CF occurs in approximately 1 in 2500–3200 live births. The prevalence is ever increasing as median life expectancy is rising with improved care. There are more adults than children with CF in some European countries.
Although all pregnancies in CF patients should be considered high risk, a baseline FEV1 >60% predicted is associated with favourable outcomes. The normal physiological changes of pregnancy can present a significant challenge to these patients. Increasing minute ventilation with little functional reserve and raising cardiac output with existing right heart strain can be problematic. Indeed, as previously mentioned, pulmonary hypertension can present grave risk.
Predictors of increased risk are weight gain <4.5 kg, BMI <20 kg/m2, colonization with B. cepacia, frequent infections, diabetes mellitus, pancreatic insufficiency and recurrent infections. These patients have increased frequency of preterm labour.
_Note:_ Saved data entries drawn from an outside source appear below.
PR #8277, opened 2025-01-30
[5.x] TEST: Remove insertion of extra repairs in patch queue

msullivan:
I'm developing this against 5.x, so we can just test it against the
actual patches.
We won't actually use it for 5.x, though.


msullivan:
Alright, full success.
Not going to merge it, though.

Issue #5805, opened 2023-07-17
Tests for the patch system *itself*


msullivan:
We have the "Tests of patching old EdgeDB Versions" CI job that does a pretty good job testing our concrete uses of the patching system, but we don't have any general tests of the patching system itself.

This means that when I break some part of the patch system, the breakage will just lurk until some patch actually uses it. For an example, see https://github.com/edgedb/edgedb/pull/5804

The setup should be something like:

1. Bootstrap a database with the current checkout
2. Inject a variety of patches into `pgsql/patches.py`
3. Run tests

PR #8278, opened 2025-01-30
[6.x] Remove insertion of extra repairs in patch queue

msullivan:
Currently, if there is *any* repair in a patch queue, we insert a
repair after *every* patch that modifies the std schema.

This was in combination with deferring all repairs until the last one
in the queue, which allowed us to avoid needing to load the current
standard schema in order to do a repair. But we implemented support
for doing that as part of patching user extensions, so merge all of
the schema repair code into that.

I tested this on 5.x's substantial collection of complex patches (see https://github.com/edgedb/edgedb/pull/8277), and
then forward ported to master, and then backported this to 6.x.

### DIFF
--- a/edb/pgsql/patches.py
+++ b/edb/pgsql/patches.py
@@ -43,24 +43,6 @@ def get_version_key(num_patches: int):
         return f'_v{num_major}'
 
 
-def _setup_patches(patches: list[tuple[str, str]]) -> list[tuple[str, str]]:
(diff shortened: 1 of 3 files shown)


msullivan:
Forward porting had enough conflicts that I'm doing a synthetic test for 6.x.

It would be really nice to have tests for the patching system: https://github.com/edgedb/edgedb/issues/5805

PR #8281, opened 2025-01-30
update nextjs guides

beerose:
Since we will have a new quickstart tutorial for building apps with Next.js, I merged our two existing Next.js tutorials into a short guide showing the setup and basics of using EdgeDB with Next.


docs/guides/tutorials/nextjs.rst
```diff
@@ -0,0 +1,270 @@
...
+    );
+  }
+
+With API Routes
+===============
+
+Create an API route and fetch data from the client side:
+
+.. code-block:: tsx
+  :caption: pages/api/posts.ts
```
scotttrinh, line 171: We should update this to be an app-router Route Handler, right?

docs/guides/tutorials/nextjs.rst
```diff
@@ -0,0 +1,270 @@
...
+          </article>
+        ))}
+      </div>
+    );
+  }
+
+Deployment
+-----------
+
+First, add a ``prebuild`` script to your ``package.json`` to generate the query builder during deployment:
```
scotttrinh, line 223: We should move this to `gel.toml` hooks

docs/guides/tutorials/nextjs.rst
beerose: I was thinking to have two options there - with app router and with pages router. I'll make it clear in the title.

scotttrinh: Do we want to support the pages router still? There is nothing particularly special about this code, and if we show an app router Route Handler, it should be pretty easy for someone two write the equivalent pages router API route, I would think.

docs/guides/tutorials/nextjs.rst
```diff
@@ -0,0 +1,270 @@
...
+.. code-block:: bash
+
+  $ npx @edgedb/generate edgeql-js
+
+The command introspects your schema and generates a query builder in the ``dbschema/edgeql-js`` directory.
+
+Using EdgeDB in Next.js
+-----------------------
+
+EdgeDB with React Server Components (App Router)
```
scotttrinh, line 133: Can we show both server components and server actions?

docs/guides/tutorials/nextjs.rst
beerose: But don't we need this, too? So that t works with a cloud provider when building the app. As I understand, the hooks will work after applying the migration etc, so if I deploy to e.g. Vercel and connect to the Cloud with env variables, it won't run the generator.

scotttrinh: yeah, good point, we should do both. We probably need some additional direction to get it to even _work_ during deployment since it needs access to a live database. I think it works fine in the Vercel integration which I'm pretty sure sets the `EDGEDB_INSTANCE` and `EDGEDB_SECRET_KEY` environment variables correctly.

Maybe this section should be merged into the sections below?

PR #8292, opened 2025-02-04
Mark the assert_* functions as being Immutable

msullivan:
This seems basically semantically correct to me.

The motivation is that we use `assert_exists(<typname>{})` as a dummy
expression when making schema changes that affect schema expressions,
and currently it is possible to get errors due to that expression
being `Stable`.

### DIFF
--- a/edb/buildmeta.py
+++ b/edb/buildmeta.py
@@ -60,7 +60,7 @@ from edb.common import verutils
 # The merge conflict there is a nice reminder that you probably need
 # to write a patch in edb/pgsql/patches.py, and then you should preserve
 # the old value.
-EDGEDB_CATALOG_VERSION = 2024_01_28_00_00
+EDGEDB_CATALOG_VERSION = 2024_02_03_00_00
 EDGEDB_MAJOR_VERSION = 7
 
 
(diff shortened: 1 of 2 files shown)


aljazerzen:
Well, they are immutable. Any reason why they were marked as "stable" before?

dnwpark (approved):
Looking at the git history, these functions were initially created as `Stable` but no explicit reason was given. Probably as a placeholder value until a "correct" one could be properly thought out?

As an aside, `std::assert` probably ought to be `Immutable` as well.

elprans:
The `Stable` comes from an unfortunate fact that Postgres uses volatility for optimization, i.e. it may evaluate `immutable` expressions _early_ and regardless of the control flow, so e.g something like `if (foo) then ... else assert()` may trigger the assert even if `foo` is `true`.  That said, this is only applicable to SQL functions and we inline the assertions, so this _should_ be safe.

msullivan:
> Looking at the git history, these functions were initially created as `Stable` but no explicit reason was given. Probably as a placeholder value until a "correct" one could be properly thought out?
> 
> As an aside, `std::assert` probably ought to be `Immutable` as well.

Sigh, but marking it Immutable in the obvious way fails, because that one *isn't* implemented by inlining.

PR #1428, opened 2023-10-08
Update commons-io to 2.14.0.

merks:


merks:
As I suspected, because the orbit maven-osgi build links to these same iplab issues, someone bypassed the license check when updating bnd to 7.0.0, and because we live in a glass house, we know who that was.  🙈

HannesWell:
> As I suspected, because the orbit maven-osgi build links to these same iplab issues, someone bypassed the license check when updating bnd to 7.0.0, and because we live in a glass house, we know who that was.  🙈 

It's strange that the license check fails now since it passend in https://github.com/eclipse-platform/eclipse.platform.releng.aggregator/pull/1426:
https://github.com/eclipse-platform/eclipse.platform.releng.aggregator/actions/runs/6436917495/job/17481207068


It also passed in M2E after only a review of bnd.lib.utils was necessary:
https://github.com/eclipse-m2e/m2e-core/pull/1570

merks:
I've had this experience as well because of course I'm constantly doing this with all the automatic updates in orbit.  I'll run a build, and it will open a bunch of issues (though sometimes the build fails completely because of "too many requests", but that's another issue).  Then a subsequent build **with no changes** opens more issues.  So it's not 100% reliable that a build will find and open all the issues needed...

HannesWell:
I have no clue. Maybe @waynebeaton has an idea why this happens?

PR #1429, opened 2023-10-09
Update WTP site for 3.32.0

merks:


vogella:
What is WTP used for? Maybe we could use wild web developer (cc @mickaelistria); AFAIK WWD is in a better state.

akurtakov:
Actually WTP is not used but the helper releng tools are used org.eclipse.wtp.releng.tools.feature . Unfortunately, I don't remember what exactly are these used for.

zulus:
We use this also in PDT, these helper allow us to modify p2 metadata. Mirrors url (in theory supported by tycho now) and stats url

laeubi:
> We use this also in PDT, these helper allow us to modify p2 metadata. Mirrors url (in theory supported by tycho now) and stats url

If anything is needed from Tycho and one likes to contribute that feel free to open a PR, if it is important for platform as well I can even consider adding support for it.

akurtakov:
Quite often the problem is not functionality is not in Tycho but that old way of doing things stays as no one has the time to redo it in the new way. 
P.S. I'm not saying this is or isn't the case here but I had to do exactly this many many times.

zulus:
I've checked

1. Hardcoded WTP repository (from 2010) that remove "Uncategorized" category, in theory no longer necessary: `eclipse.platform.releng.tychoeclipsebuilder/eclipse/buildScripts/process-artifacts.xml`
2. `org.eclipse.wtp.releng.tools.addRepoProperties` as in PDT, it's setup MIRRORURL, p2ArtifactRepositoryName, p2MetadataRepositoryName, see `cje-production/promotion/promoteSites.sh`

As far as I remember, tycho long time ago, always ignored properties from category.xml, I don't know how it looks now

laeubi:
@zulus thanks for investigation, I'm not sure I completely understand (1) so you like to remove the category from the generated updatesite so it is not shown to the user? Why do we need to add uncategorized items to the updatesite at first place? Maybe with modern Tycho we can do better here at the source.

For the second: Since Tycho 4 it is much easier / flexible to add support I think the best would be to provide an [integration-test](https://github.com/eclipse/tycho/wiki#providing-an-integration-test) to demonstrate such property usage in `category.xml`, if it does not work we can quite easy add support for it!

zulus:
> @zulus thanks for investigation, I'm not sure I completely understand (1) so you like to remove the category from the generated updatesite so it is not shown to the user? Why do we need to add uncategorized items to the updatesite at first place? Maybe with modern Tycho we can do better here at the source.

This was workaround for old bug, already fixed, so could be dropped.

> For the second: Since Tycho 4 it is much easier / flexible to add support I think the best would be to provide an [integration-test](https://github.com/eclipse/tycho/wiki#providing-an-integration-test) to demonstrate such property usage in `category.xml`, if it does not work we can quite easy add support for it!

In theory Tycho allow setup such properties directly in `tycho-p2-repository-plugin` via `extraArtifactRepositoryProperties` and `repositoryName` configuration. The problem is that you have to know target repository URL during build. It's not a problem in smaller projects like PDT, but platform have "promotion" procedure and need to setup these url's later, on already generated repository.

vogella:
> This was workaround for old bug, already fixed, so could be dropped.

Thanks @zulus can you send a PR to remove this? You already looked into it, so I assume it is easy for you to get rid of this.

PR #1436, opened 2023-10-12
Add jakarta.inject-api / jakarta.annotation-api to isv build

laeubi:


merks:
@laeubi 

FYI, ignore the license problem.  It's unrelated to your change.

laeubi:
CI is fine so lets go for it...

akurtakov:
This is still not fixed as the the same symbolic name jakarta.annotation-api is used for both versions which confuses the handcrafted script.

laeubi:
> This is still not fixed as the the same symbolic name jakarta.annotation-api is used for both versions which confuses the handcrafted script.

Do you mean Tycho extra requirements or can you reference the script in question?

laeubi:
@akurtakov another question: Can we somehow see this error in this build here as well?

mickaelistria:
@laeubi do you mean logs from https://download.eclipse.org/eclipse/downloads/drops4/I20231012-1800/logs.php#javadoc ?

akurtakov:
I haven't looked enough into how can we make the jenkins build fail if javadoc build fails if this is the question.

laeubi:
I have now created:
- https://github.com/eclipse-platform/eclipse.platform.releng.aggregator/pull/1439

laeubi:
@mickaelistria I mean what ever fails and needs fixing here :-)

PR #1437, opened 2023-10-12
Use Tycho 4.0.4-SNAPSHOT

laeubi:
Tycho has some enhancements especially at API tools and transport handling (compression), that I would like to release soon, to perform some more confidence check I'd like update platform using the current SNAPSHOT until end of October to see if we have any issues that need to be fixed before the release.


akurtakov (approved):
Code looks good. If verification build succeeds please merge.

PR #1439, opened 2023-10-13
Use version ranges to include versions jakarta.inject.jakarta.inject-api

laeubi:
@akurtakov @mickaelistria WDYT?

### DIFF
--- a/eclipse.platform.common/bundles/org.eclipse.platform.doc.isv/pom.xml
+++ b/eclipse.platform.common/bundles/org.eclipse.platform.doc.isv/pom.xml
@@ -89,7 +89,7 @@
                   <requirement>
                     <type>eclipse-plugin</type>
                     <id>jakarta.inject.jakarta.inject-api</id>
-                    <versionRange>0.0.0</versionRange>
+                    <versionRange>[1,2)</versionRange>
                   </requirement>
                   <requirement>
                     <type>eclipse-plugin</type>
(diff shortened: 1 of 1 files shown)


laeubi:
Alright I'll try to see if I find a solution here...

akurtakov:
The way javadoc is produced is so error prone that it really costs multiple workdays per release to handhold it. It would be nice to get rid of the ant part and make it pure maven. Can this be covered by the IDE WG releng work ticker, jonahgraham ?

akurtakov:
So the issue seems to come from maven-dependency-plugin first as running `mvn clean dependency:copy-dependencies` old versions are not copied in target/dependencies. This is due to Maven resolving to *single* version.

jonahgraham:
> Can this be covered by the IDE WG releng work ticket, @jonahgraham ?

I think so - @laeubi should talk to Paul Buck at EF if in doubt. My hope is that if it fits within the existing budget on the SoW then Paul says it is fine. Please feel free to cc in any email to Paul if I can help.

akurtakov:
I'm closing this one in favor of https://github.com/eclipse-platform/eclipse.platform.releng.aggregator/pull/1449 which hardcodes versions. 
@laeubi If you can work on this one to make it *pure* maven build without all these hacks please take it in another issue.

laeubi:
@akurtakov @jonahgraham I have now started with an initiative to get rid of more ant-magic here, of course it is only a first step and likely need enhancements and more investigations:

- https://github.com/eclipse-platform/eclipse.platform.releng.aggregator/pull/1489
- https://github.com/eclipse-tycho/tycho/pull/2969

PR #1459, opened 2023-10-22
Move more product configuration from p2.inf to product-file

HannesWell:
And remove the unnecessary specification of the property `org.eclipse.equinox.p2.type.product=true`, which Tycho/P2 already set by
default.
Additionally unify max-memory launcher-arguments of Platform/SDK products

P2 and Tycho 4.0.4 already support names for Product Update repositories with
- https://github.com/eclipse-equinox/p2/pull/353
- https://github.com/eclipse-tycho/tycho/pull/2929

but I think it is good to not submit this before PDE has Editor support for that as well as described in https://github.com/eclipse-equinox/p2/issues/345.

A similar simplification can then also be applied to all EPP packages.

### DIFF
--- a/eclipse.platform.releng.tychoeclipsebuilder/eclipse.platform.repository/platform.product
+++ b/eclipse.platform.releng.tychoeclipsebuilder/eclipse.platform.repository/platform.product
@@ -194,6 +194,13 @@ United States, other countries, or both.
       <property name="org.eclipse.update.reconcile" value="false" />
       <property name="eclipse.buildId" value="${unqualifiedVersion}.${buildQualifier}" />
       <property name="osgi.bundles.defaultStartLevel" value="4" />
+      <property name="osgi.instance.area.default" value="@user.home/workspace" />
+      <property name="osgi.instance.area.default" value="@user.home/Documents/workspace" os="macosx" />
    </configurations>
+
+   <repositories>
+      <repository location="https://download.eclipse.org/eclipse/updates/4.30" name="The Eclipse Project Updates" enabled="true" />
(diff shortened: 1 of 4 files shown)


akurtakov:
This looks very promising !

eclipse.platform.releng.tychoeclipsebuilder/eclipse.platform.repository/platform.product
```diff
@@ -194,6 +194,13 @@ United States, other countries, or both.
       <property name="org.eclipse.update.reconcile" value="false" />
       <property name="eclipse.buildId" value="${unqualifiedVersion}.${buildQualifier}" />
       <property name="osgi.bundles.defaultStartLevel" value="4" />
+      <property name="osgi.instance.area.default" value="@user.home/workspace" />
```
mickaelistria, line 197: IIRC, EPP uses `eclipse-workspace` here. Should we also change it for SDK products?

HannesWell: Do you mean that the default suggestion for the workspace should be co-located to the installation?
Yes that's something I would also support. I always annoys me if I download an SDK to test something out that I first have to define the test workspace to be somewhere else than in such prominent location.

I'll create a follow-up PR on this so that we can discuss that then.

merks: No, I don't think he means that.  Me means it's specified like this:
```
-Dosgi.instance.area.default=@user.home/eclipse-workspace
```
I think co-locating it with the installation you have to be careful it's not a read-only installation; maybe you'd co-located it relative to the installation surrogate but might even end up with a read-only location...

Issue #1361, opened 2023-09-16
Are there bundles included by features that are unused?


merks:
I did an analysis of the Platform repository, excluding all features, to see if there are IUs that are not strictly required by anything, i.e., ones with no children in the view:

![image](https://github.com/eclipse-platform/eclipse.platform.releng.aggregator/assets/208716/377488a1-e98d-4e10-93fe-24d6834b2850)

I suspect these can be removed...

There are also these, but I think these are not present for use at runtime but rather are needed at development time, so that's okay:

![image](https://github.com/eclipse-platform/eclipse.platform.releng.aggregator/assets/208716/5a0adc73-3ae2-4343-b2d8-04dc02b28b00)

HannesWell:
Sounds good to me.

> There are also these, but I think these are not present for use at runtime but rather are needed at development time, so that's okay:
> 
> ![image](https://user-images.githubusercontent.com/208716/268436888-5a0adc73-3ae2-4343-b2d8-04dc02b28b00.png)


Yes they are used by PDE:
https://github.com/eclipse-pde/eclipse.pde/blob/b01e2c4bffc42b5aecfe6479fffd6dd9c2495f8e/ui/org.eclipse.pde.core/src/org/eclipse/pde/internal/core/annotations/OSGiAnnotationsClasspathContributor.java#L44-L46

akurtakov:
Is there something planned here?

merks:
I think these can be removed and the appear to be present purely because features include them.

![image](https://github.com/eclipse-platform/eclipse.platform.releng.aggregator/assets/208716/5a28462d-8228-4005-81a5-26abb1968c10)

![image](https://github.com/eclipse-platform/eclipse.platform.releng.aggregator/assets/208716/328e592b-976b-4963-b131-8d85d7253804)

![image](https://github.com/eclipse-platform/eclipse.platform.releng.aggregator/assets/208716/65881ee5-8504-4f8b-a359-b1ad65944114)

![image](https://github.com/eclipse-platform/eclipse.platform.releng.aggregator/assets/208716/1777863a-fa58-4900-876e-f1380ba8c450)

So we could plan and try to remove them, though one is always concerned that something might stop working for unexpected reasons...

Looking at a one of these, it does appear that the exported packages that are _potentially_ used are provided by alternatives, e.g., mortbay:

[...]

PR #1470, opened 2023-10-24
Add jakarta.servlet-api, javax.servlet.jsp-api, javax.el-api to isv.

merks:
The javadoc build seems to need them.

https://github.com/eclipse-platform/eclipse.platform.releng.aggregator/issues/1361

### DIFF
--- a/eclipse.platform.common/bundles/org.eclipse.platform.doc.isv/platformOptions.txt
+++ b/eclipse.platform.common/bundles/org.eclipse.platform.doc.isv/platformOptions.txt
@@ -137,7 +137,10 @@
 ;${dependency.dir}/icu4j_*.jar
 ;${dependency.dir}/com.jcraft.jsch_*.jar
 ;${dependency.dir}/jakarta.annotation-api_*.jar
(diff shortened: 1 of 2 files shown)


merks:
@iloveeclipse 

I've already merged this.  Shall I kick of yet another I-Build?

iloveeclipse:
> I've already merged this. Shall I kick of yet another I-Build?

Yes, please.

merks:
In progress:

https://ci.eclipse.org/releng/job/Builds/job/I-build-4.30/83/

iloveeclipse:
Thanks, that solved javadoc compilation errors.

merks:
Thank you for the confirmation!  This is also a good reminder that garbage cleaning the target platform is not a trivial task...

akurtakov:
I'm a bit late here but there must be smth else in the target platform that provides these apis so code compiles which could have been added to the scripts/config instead. Not that it matters as the way they are used here is just at generation time so whatever works but I had to share that for if/when someone faces similar problem in the future.

Issue #1463, opened 2023-10-24
Default Eclipse JVM should not have -XmX parameter


grandinj:
I have noticed that recent installers, when using the default supplied VM to run Eclipse, has an -XmX parameter.

This leads to an extremely frustrating experience with large projects. I suddenly found my debugger doing all sorts of very weird things, which led to a loooooooong goose chase before I found the cause.

Either
(a) the platform needs some indication that it is running into memory issues
(b) just leave that parameter out, in which case the VM will grow to use available memory on the machine.

(I vote for option b)

Thanks.

iloveeclipse:
I believe option (b) makes sense. On "usual" working environments today we have way more RAM as before and JVM would "automatically" reserve more than default 2GB (SDK sets `-Xms256m -Xmx2048m` in the sdk.product). 

The only problem I see "smaller" configurations like Jenkins platform builds that usually suffer from too strict resources limits and where JVM would set smaller heap. 
But there we could set VM heap limits in Jenkins files.

merks:
FYI, this issue was discussed here as well:

https://github.com/eclipse-packaging/packages/issues/37

Most folks are using one of the EPP packages, so what the Platform does has much narrower impact than what EPP does...

jonahgraham:
As I mentioned in https://github.com/eclipse-packaging/packages/issues/37#issuecomment-1656967319 the EPP normally aims to follow where the Platform/SDK leads. This has been the case because we used to inherit the Platform settings, that was changed [recently(ish)](https://github.com/eclipse-packaging/packages/commit/a6b90b060b8c3684596e691254bf2f74a559b8aa#diff-16e6384c25129c8b79f16290a9820ce1f15fbbce94fddcd6f14d39996078ceb5) which gives us the option to drop the xmx from EPP.

In this case perhaps EPP should lead and platform/SDK can follow along later?

iloveeclipse:
> In this case perhaps EPP should lead and platform/SDK can follow along later?

Or we can just try to do this in SDK and see if something breaks on Jenkins/official build & fix Jenkins files etc in case we still need Xmx option. I will push a PR in a moment.

iloveeclipse:
> Or we can just try to do this in SDK and see if something breaks on Jenkins/official build & fix Jenkins files etc in case we still need Xmx option.

Any objections? => https://github.com/eclipse-platform/eclipse.platform.releng.aggregator/pull/1471

[...]

PR #1471, opened 2023-10-24
Don't specify JVM memory limits in eclipse.ini

iloveeclipse:
Fixes https://github.com/eclipse-platform/eclipse.platform.releng.aggregator/issues/1463


HannesWell (approved):
Sounds reasonable for me, lets try this.

PR #123, opened 2024-09-05
Update schema to new marqo-indexed fields, move `purchasable` & `registrationFields` out of event schema

brianfeister:
I'm implementing Marqo, which means we want this data to be fast and light, focusing only on what we want to index on. Fortunately, both `purchasable` and also `registrationFields` are data calls that we can resolve async (either via HTMX on load, or via `templ` http streaming if Lambda API Gateway allows it) so we want to move those out.

Also some adjustments are made based on the following marqo index configuration:

```

{
  "type": "structured",
  "vectorNumericType": "float",
  "model": "hf/bge-large-en-v1.5",
  "normalizeEmbeddings": true,
  "textPreprocessing": {
    "splitLength": 2,
    "splitOverlap": 0,
    "splitMethod": "sentence"
  },
  "imagePreprocessing": {
    "patchMethod": null
  },
  "annParameters": {
    "spaceType": "prenormalized-angular",
    "parameters": {
      "efConstruction": 512,
      "m": 16
    }
  },
  "tensorFields": ["name_description_address"],
  "allFields": [
    {
      "name": "name_description_address",
      "type": "multimodal_combination",
      "dependentFields": {"name": 0.3, "address": 0.2, "description": 0.5}
    },
    {"name": "eventOwners", "type": "text", "features": ["filter", "lexical_search"]},
    {"name": "tags", "type": "text", "features": ["filter", "lexical_search"]},
    {"name": "categories", "type": "text", "features": ["filter", "lexical_search"]}
  ]
}
```

### DIFF
--- a/schemas/event.schema.json
+++ b/schemas/event.schema.json
@@ -1,50 +1,9 @@
 {
   "$id": "https://github.com/meetnearme/api/architecture/Event.json",
   "$schema": "http://json-schema.org/draft-07/schema#",
-  "definitions": {
-    "registrationFields": {
-      "type": "object",
-      "properties": {
-        "name": {
-          "type": "string"
-        },
-        "type": {
-          "type": "string",
-          "enum": [
-            "text",
-            "url",
-            "email",
-            "phone",
-            "number",
-            "select",
-            "checkbox",
-            "radio"
-          ]
-        },
-        "options": {
-          "type": "array",
-          "items": {
-            "type": "string"
-          }
-        },
-        "required": {
-          "type": "boolean"
-        },
-        "default": {
-          "type": "string"
-        },
-        "placeholder": {
-          "type": "string"
-        },
-        "description": {
-          "type": "string"
-        }
-      }
-    }
-  },
   "type": "object",
   "properties": {
-    "id": {
+    "_id": {
       "$ref": "https://github.com/meetnearme/api/architecture/Shared.json#definitions/UUID"
     },
     "eventSourceId": {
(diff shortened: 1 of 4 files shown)


schemas/event.schema.json
```diff
@@ -53,6 +12,13 @@
     "eventSourceType": {
       "$ref": "https://github.com/meetnearme/api/architecture/Shared.json#definitions/EventSourceType"
     },
+    "eventOwners": {
+      "type": "array",
+      "items": {
+        "$ref": "https://github.com/meetnearme/api/architecture/Shared.json#definitions/UUID"
+      },
+      "minItems": 1
+    },
```
brianfeister, line 21: Making this an array for the "chapters" concept. You can have one owner, or many. So a "UNICEF Denver" event would have an array `[<UNICEF national org id>, <UNICEF denver chapter id>]`

brianfeister: This is our core "group" filtering logic for pages that show events particular to their group

schemas/event.schema.json
```diff
@@ -68,16 +34,11 @@
...
-      "default": []
+    "hasRegistrationFields": {
+      "type": "boolean"
     },
-    "purchasable": {
-      "type": "array",
-      "items": {
-        "$ref": "https://github.com/meetnearme/api/architecture/Purchasable.json"
-      },
-      "default": []
```
brianfeister, line 80: moved out to their own tables

schemas/event.schema.json
```diff
@@ -108,9 +69,6 @@
       },
       "default": []
     },
-    "zOrderIndex": {
-      "type": "string"
-    },
```
brianfeister, line 113: Gone because of marqo

schemas/purchasable.schema.json
```diff
@@ -30,39 +30,48 @@
   },
   "type": "object",
   "properties": {
-    "name": {
-      "type": "string"
```
brianfeister, line 34: Not gone, just moved down into `items`

Brandon-G-Tripp (approved):

Brandon-G-Tripp (approved):

PR #124, opened 2024-09-05
Feature/rds tables and api

Brandon-G-Tripp:
This is the beginning of implementing rds tables and to begin discussion. 

Please view possible curl requests for the users table draft in API_ENDPOINTS.md which begins documenting the api. Please discuss and evaluate as code comes through. I will update PR and flesh out the full documentation shortly for what the PR contains. For now User table CRUD is implemented. Please also evaluate services/migrations for all of the table creation so we can solidify the columns we desire.


brianfeister:
Marked ready just to start triggering unit test runs

brianfeister (approved):

PR #183, opened 2024-10-03
fix(timezone_display_events): fix for using formatted and localized time

Brandon-G-Tripp:
and dates.

GetTimeOrShowNone and GetDateOrShowNone become wrappers for the localizing and formatted time.


brianfeister:
Fixed in #210 thanks @Brandon-G-Tripp 👍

Treatment should be optimized during pregnancy and multidisciplinary input sought. Mildly impaired mothers may labour normally with epidural analgesia. Should caesarean section be deemed necessary, each patient must be assessed individually, as no robust evidence exists to guide treatment. Regional anaesthesia is often preferable to reduce impact on the respiratory system and avoid mechanical ventilation. High block should be avoided because of dependence on the accessory muscles. A CSE technique seems a reasonable approach to allow epidural analgesia post section and aid compliance with physiotherapy. These patients require meticulous attention to detail in the perioperative period, with senior input from the CF team, physiotherapy and microbiology, as well as obstetrics/midwifery/anaesthesia.